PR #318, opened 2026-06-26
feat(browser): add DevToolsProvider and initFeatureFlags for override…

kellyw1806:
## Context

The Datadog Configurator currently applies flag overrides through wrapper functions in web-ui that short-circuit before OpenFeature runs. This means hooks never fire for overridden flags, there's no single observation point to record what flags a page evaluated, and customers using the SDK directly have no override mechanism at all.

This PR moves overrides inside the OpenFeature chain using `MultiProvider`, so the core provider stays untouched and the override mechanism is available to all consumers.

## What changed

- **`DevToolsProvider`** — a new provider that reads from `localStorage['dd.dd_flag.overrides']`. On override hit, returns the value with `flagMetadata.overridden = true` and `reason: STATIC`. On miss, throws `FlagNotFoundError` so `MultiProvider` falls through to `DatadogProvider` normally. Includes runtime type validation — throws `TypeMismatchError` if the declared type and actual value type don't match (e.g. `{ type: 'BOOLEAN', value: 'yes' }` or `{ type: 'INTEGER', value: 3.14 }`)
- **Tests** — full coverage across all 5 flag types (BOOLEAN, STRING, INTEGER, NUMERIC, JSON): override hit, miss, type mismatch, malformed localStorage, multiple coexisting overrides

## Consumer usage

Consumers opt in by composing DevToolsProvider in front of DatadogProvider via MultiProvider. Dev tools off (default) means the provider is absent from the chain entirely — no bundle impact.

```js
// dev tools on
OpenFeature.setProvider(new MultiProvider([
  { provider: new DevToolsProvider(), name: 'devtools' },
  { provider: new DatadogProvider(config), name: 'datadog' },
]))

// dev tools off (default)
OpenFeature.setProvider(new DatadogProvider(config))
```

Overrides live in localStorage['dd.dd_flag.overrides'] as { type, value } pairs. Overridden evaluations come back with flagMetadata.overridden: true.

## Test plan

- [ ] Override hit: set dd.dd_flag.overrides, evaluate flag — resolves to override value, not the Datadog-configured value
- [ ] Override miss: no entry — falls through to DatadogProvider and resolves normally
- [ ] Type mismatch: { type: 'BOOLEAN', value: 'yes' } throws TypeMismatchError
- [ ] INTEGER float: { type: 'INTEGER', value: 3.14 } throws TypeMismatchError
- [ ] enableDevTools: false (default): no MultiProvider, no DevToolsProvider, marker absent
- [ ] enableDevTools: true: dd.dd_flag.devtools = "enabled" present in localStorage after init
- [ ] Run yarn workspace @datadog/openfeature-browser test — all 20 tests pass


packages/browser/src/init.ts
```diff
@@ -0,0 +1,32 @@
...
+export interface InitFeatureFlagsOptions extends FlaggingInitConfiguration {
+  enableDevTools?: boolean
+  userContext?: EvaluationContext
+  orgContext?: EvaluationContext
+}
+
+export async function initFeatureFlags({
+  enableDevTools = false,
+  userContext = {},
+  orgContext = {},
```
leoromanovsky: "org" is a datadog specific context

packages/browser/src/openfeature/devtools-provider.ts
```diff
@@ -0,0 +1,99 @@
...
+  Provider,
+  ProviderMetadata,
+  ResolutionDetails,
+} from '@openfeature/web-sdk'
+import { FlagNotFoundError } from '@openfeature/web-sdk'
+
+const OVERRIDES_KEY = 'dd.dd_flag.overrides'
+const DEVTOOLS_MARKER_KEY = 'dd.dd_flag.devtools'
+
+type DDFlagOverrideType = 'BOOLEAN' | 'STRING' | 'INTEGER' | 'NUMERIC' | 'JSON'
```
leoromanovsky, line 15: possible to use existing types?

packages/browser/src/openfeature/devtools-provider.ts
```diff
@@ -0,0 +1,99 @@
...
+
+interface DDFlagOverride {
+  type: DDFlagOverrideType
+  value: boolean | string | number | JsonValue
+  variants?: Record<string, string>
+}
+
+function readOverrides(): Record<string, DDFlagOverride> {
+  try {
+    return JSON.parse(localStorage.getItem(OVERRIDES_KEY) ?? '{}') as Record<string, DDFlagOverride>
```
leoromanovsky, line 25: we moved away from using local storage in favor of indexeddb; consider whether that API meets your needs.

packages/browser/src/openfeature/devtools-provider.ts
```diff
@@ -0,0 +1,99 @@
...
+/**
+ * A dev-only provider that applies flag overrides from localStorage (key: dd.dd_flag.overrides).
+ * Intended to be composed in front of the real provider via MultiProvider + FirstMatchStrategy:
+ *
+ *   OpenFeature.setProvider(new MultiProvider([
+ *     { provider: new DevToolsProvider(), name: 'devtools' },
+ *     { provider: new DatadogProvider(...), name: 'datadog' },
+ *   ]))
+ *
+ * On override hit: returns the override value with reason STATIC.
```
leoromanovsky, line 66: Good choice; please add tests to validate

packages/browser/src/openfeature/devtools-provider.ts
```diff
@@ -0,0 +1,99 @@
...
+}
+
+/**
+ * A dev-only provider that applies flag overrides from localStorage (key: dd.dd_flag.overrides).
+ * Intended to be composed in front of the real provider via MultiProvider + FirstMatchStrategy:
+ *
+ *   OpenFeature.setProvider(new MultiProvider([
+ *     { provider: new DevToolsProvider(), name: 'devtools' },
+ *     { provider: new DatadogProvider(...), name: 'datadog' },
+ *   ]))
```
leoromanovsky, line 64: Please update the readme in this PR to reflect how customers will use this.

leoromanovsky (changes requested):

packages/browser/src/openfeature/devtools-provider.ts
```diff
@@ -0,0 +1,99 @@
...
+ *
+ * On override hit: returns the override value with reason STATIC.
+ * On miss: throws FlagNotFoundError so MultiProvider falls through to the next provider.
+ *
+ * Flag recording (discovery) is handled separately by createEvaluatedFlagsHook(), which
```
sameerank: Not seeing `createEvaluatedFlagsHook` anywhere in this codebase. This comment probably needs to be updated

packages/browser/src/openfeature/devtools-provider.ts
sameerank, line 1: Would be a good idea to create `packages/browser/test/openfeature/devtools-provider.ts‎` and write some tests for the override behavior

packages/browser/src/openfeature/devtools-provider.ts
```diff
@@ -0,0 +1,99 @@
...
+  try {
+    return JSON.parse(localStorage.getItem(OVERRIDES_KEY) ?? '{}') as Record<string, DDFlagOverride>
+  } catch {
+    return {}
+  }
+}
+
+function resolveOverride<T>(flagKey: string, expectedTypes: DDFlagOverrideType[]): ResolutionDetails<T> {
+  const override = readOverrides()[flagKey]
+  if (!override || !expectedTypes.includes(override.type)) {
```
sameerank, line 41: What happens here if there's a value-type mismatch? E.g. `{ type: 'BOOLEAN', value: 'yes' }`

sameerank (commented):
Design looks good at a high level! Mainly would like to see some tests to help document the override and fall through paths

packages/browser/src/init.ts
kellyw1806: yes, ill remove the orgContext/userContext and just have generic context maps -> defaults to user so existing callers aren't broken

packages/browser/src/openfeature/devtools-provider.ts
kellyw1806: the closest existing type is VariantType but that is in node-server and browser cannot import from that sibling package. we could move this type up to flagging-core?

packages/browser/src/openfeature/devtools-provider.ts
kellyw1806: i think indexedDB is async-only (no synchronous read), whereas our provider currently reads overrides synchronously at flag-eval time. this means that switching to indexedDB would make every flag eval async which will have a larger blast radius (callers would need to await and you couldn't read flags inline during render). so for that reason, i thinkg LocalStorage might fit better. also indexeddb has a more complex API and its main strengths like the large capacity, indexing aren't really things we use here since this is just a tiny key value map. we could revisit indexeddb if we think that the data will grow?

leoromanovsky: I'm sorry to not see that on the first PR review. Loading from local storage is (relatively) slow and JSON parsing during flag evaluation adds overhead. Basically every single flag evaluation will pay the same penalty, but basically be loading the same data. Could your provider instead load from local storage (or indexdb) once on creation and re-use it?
+++++
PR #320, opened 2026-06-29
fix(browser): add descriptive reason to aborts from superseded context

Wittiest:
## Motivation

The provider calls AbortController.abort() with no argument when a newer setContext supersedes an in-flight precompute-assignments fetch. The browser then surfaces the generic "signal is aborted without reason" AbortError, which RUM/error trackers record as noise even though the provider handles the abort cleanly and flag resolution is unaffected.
+++++
= Work item =
Search the data for the string "TypeMismatchError" and copy out every line where it is found.

= Solution to the problem =
- **`DevToolsProvider`** — a new provider that reads from `localStorage['dd.dd_flag.overrides']`. On override hit, returns the value with `flagMetadata.overridden = true` and `reason: STATIC`. On miss, throws `FlagNotFoundError` so `MultiProvider` falls through to `DatadogProvider` normally. Includes runtime type validation — throws `TypeMismatchError` if the declared type and actual value type don't match (e.g. `{ type: 'BOOLEAN', value: 'yes' }` or `{ type: 'INTEGER', value: 3.14 }`)
- [ ] Type mismatch: { type: 'BOOLEAN', value: 'yes' } throws TypeMismatchError
- [ ] INTEGER float: { type: 'INTEGER', value: 3.14 } throws TypeMismatchError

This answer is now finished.